Search the listing below for the string "sentence", then copy every line it appears in.

Content starts

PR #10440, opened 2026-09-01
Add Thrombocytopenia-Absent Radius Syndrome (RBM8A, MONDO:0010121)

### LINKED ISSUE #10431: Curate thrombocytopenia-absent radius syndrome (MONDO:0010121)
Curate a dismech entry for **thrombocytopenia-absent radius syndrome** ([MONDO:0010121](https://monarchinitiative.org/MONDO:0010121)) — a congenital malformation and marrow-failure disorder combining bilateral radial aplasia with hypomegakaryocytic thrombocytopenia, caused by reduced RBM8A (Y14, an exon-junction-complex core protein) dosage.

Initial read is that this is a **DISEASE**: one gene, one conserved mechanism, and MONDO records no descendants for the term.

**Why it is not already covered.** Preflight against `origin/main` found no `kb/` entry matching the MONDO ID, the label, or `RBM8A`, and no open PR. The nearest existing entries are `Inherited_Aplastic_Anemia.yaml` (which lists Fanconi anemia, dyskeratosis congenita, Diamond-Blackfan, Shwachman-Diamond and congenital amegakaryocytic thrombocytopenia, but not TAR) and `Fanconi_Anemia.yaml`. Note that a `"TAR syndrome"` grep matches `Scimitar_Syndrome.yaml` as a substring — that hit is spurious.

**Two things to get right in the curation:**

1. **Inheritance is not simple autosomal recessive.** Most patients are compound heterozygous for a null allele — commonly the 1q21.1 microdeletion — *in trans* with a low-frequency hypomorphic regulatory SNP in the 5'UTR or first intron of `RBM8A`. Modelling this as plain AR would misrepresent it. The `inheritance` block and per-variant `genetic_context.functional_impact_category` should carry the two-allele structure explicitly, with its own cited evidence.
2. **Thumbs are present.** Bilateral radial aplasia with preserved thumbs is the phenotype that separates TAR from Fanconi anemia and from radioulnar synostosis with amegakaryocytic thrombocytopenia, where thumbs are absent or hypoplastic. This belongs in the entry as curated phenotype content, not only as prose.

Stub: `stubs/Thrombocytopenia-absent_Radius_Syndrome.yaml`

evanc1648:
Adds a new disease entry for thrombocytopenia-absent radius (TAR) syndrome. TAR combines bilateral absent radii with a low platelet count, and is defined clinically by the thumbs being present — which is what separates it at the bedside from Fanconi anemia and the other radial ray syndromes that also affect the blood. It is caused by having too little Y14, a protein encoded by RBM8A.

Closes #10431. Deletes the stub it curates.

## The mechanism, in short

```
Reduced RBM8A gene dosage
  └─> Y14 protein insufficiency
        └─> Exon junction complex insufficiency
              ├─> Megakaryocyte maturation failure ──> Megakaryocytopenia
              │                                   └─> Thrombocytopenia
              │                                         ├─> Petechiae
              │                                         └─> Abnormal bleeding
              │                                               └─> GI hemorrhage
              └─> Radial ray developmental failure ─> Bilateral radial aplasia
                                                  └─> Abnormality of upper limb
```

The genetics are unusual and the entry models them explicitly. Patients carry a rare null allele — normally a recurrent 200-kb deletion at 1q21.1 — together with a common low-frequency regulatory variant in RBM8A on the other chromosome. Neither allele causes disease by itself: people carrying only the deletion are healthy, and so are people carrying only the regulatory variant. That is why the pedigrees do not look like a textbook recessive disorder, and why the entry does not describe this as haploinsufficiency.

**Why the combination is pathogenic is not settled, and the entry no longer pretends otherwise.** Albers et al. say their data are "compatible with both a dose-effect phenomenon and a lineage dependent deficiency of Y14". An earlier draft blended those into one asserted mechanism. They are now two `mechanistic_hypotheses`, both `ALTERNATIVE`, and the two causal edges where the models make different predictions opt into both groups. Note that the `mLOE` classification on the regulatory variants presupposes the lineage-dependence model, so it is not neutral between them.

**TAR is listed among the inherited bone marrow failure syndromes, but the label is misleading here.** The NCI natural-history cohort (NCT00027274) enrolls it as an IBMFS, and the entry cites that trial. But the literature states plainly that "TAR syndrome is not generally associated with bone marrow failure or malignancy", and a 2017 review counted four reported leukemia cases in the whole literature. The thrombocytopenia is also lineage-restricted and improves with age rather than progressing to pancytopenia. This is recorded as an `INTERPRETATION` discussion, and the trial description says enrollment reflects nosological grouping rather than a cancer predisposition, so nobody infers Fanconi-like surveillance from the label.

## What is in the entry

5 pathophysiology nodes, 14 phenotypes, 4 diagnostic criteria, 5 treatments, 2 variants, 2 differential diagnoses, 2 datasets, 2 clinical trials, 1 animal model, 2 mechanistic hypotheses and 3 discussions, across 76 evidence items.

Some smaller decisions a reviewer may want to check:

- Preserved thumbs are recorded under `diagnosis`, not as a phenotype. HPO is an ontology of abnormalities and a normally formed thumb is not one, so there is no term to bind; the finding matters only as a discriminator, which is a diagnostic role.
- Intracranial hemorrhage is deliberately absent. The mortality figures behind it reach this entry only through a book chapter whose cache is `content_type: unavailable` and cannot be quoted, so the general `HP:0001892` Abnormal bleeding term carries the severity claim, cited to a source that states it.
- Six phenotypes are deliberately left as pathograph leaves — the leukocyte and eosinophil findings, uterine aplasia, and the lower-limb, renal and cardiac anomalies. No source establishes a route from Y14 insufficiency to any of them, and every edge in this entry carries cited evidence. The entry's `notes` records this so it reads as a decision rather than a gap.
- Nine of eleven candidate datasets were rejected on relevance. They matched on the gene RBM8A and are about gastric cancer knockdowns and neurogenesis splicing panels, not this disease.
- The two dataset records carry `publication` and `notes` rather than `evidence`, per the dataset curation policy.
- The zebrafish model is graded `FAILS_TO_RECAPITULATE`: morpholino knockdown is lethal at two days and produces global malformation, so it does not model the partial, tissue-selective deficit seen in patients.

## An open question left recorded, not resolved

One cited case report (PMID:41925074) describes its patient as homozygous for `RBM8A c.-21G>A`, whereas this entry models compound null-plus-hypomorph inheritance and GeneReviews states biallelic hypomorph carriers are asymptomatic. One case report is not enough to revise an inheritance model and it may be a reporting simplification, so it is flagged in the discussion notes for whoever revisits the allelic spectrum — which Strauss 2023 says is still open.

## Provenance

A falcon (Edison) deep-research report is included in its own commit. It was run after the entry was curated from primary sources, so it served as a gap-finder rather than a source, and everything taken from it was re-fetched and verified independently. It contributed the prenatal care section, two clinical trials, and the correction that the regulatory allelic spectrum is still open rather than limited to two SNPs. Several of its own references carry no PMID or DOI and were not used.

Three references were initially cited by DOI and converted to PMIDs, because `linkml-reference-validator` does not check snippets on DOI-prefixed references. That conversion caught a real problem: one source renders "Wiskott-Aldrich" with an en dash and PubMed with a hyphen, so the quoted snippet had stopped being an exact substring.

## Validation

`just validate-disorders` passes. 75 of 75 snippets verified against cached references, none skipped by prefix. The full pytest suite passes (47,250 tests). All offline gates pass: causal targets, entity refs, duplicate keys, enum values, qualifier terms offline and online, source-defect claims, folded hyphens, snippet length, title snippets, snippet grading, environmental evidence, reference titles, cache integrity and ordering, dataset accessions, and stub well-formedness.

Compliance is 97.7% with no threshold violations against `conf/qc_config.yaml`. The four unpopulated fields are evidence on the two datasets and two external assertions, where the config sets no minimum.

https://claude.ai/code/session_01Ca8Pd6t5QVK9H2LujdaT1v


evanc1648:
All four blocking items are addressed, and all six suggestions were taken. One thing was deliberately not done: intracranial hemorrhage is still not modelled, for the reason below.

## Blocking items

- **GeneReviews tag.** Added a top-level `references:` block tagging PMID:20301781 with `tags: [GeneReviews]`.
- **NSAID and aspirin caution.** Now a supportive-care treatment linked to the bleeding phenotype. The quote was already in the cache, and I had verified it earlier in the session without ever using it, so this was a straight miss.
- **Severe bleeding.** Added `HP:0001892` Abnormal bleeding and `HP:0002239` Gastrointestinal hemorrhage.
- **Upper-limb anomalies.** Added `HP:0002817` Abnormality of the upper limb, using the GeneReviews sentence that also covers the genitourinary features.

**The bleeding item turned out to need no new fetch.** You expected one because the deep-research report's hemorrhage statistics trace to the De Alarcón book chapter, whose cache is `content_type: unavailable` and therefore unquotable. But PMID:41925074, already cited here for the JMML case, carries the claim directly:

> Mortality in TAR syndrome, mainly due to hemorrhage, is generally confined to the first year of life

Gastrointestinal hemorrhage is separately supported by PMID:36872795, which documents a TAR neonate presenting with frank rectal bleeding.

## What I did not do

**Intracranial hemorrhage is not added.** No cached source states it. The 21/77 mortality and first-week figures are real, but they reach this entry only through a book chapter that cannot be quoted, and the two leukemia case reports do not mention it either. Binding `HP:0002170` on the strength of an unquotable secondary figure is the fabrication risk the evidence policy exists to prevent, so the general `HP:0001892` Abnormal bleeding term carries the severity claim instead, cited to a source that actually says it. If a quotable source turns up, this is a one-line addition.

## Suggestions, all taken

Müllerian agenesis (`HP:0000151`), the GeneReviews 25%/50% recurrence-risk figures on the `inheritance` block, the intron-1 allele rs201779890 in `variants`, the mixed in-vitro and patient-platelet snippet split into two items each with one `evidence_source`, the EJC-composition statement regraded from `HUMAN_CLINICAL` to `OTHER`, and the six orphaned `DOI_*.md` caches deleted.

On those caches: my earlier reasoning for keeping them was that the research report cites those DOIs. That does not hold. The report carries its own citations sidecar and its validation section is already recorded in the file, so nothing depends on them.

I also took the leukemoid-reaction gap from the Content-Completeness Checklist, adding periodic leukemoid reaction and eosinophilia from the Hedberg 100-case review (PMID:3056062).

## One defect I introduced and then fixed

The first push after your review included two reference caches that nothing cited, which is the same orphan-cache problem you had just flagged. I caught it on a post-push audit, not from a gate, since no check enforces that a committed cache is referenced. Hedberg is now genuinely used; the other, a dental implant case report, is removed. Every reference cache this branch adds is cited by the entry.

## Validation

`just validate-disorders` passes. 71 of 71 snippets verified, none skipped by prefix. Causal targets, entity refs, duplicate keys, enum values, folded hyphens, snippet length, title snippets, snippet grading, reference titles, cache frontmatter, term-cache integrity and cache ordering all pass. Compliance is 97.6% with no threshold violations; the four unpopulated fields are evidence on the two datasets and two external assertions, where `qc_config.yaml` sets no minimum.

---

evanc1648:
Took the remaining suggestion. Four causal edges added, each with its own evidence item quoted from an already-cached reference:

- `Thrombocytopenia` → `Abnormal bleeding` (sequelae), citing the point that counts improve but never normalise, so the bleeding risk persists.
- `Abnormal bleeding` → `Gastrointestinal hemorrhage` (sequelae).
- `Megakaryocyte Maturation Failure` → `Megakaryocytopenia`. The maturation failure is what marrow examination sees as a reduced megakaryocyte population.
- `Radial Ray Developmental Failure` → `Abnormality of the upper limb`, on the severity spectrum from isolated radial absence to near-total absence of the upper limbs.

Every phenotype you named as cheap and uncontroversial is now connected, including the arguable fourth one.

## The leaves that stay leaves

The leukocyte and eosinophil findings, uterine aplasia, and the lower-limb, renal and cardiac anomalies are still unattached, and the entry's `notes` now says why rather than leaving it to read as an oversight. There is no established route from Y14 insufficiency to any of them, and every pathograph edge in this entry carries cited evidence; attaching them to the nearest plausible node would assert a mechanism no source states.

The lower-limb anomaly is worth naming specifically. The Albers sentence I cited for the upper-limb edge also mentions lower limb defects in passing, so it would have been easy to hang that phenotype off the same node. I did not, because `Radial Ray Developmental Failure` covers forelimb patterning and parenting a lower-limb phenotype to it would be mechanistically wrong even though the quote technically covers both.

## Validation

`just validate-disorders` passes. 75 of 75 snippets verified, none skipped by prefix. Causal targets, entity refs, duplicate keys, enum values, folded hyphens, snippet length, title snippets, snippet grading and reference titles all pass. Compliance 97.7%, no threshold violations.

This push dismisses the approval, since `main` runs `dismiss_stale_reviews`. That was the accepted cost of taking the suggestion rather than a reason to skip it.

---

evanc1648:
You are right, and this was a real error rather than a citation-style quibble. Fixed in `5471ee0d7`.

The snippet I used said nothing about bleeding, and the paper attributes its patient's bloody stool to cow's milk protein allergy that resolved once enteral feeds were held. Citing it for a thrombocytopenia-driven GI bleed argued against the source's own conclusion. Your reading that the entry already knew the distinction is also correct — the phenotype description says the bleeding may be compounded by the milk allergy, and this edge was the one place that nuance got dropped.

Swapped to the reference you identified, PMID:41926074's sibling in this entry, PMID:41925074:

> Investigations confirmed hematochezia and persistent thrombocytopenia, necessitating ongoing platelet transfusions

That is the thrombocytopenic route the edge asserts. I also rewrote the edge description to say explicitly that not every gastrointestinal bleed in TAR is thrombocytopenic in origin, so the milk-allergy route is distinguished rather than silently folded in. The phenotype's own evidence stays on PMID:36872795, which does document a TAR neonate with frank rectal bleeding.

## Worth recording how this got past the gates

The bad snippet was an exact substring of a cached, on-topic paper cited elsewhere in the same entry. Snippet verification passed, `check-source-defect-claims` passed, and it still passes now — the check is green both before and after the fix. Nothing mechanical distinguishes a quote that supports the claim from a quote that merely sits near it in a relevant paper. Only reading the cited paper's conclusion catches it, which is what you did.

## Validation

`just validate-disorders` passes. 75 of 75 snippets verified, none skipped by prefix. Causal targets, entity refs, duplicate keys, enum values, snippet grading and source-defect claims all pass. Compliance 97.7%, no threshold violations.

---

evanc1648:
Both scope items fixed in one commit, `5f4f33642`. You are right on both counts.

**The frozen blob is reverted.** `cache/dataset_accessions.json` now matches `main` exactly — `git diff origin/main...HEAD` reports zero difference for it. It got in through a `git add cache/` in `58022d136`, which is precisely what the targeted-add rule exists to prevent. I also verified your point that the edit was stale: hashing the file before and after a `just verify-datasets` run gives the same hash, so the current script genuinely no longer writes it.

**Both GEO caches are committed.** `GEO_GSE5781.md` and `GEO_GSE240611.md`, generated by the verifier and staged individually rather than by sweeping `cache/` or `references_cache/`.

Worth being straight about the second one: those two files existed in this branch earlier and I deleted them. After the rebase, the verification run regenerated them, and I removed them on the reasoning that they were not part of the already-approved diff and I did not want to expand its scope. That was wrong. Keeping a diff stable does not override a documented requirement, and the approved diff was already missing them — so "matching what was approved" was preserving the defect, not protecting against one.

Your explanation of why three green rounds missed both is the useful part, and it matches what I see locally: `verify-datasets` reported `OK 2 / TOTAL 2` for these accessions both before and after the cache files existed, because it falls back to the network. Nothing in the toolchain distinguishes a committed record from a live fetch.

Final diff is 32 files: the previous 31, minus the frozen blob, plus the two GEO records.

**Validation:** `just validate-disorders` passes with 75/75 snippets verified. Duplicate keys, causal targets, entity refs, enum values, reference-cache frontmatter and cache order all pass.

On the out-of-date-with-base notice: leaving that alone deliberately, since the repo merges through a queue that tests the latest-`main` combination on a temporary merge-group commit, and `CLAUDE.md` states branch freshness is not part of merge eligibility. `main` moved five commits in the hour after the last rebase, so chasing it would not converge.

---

Content ends

• PROBLEM SOLUTION:
- **Upper-limb anomalies.** Added `HP:0002817` Abnormality of the upper limb, using the GeneReviews sentence that also covers the genitourinary features.
The lower-limb anomaly is worth naming specifically. The Albers sentence I cited for the upper-limb edge also mentions lower limb defects in passing, so it would have been easy to hang that phenotype off the same node. I did not, because `Radial Ray Developmental Failure` covers forelimb patterning and parenting a lower-limb phenotype to it would be mechanistically wrong even though the quote technically covers both.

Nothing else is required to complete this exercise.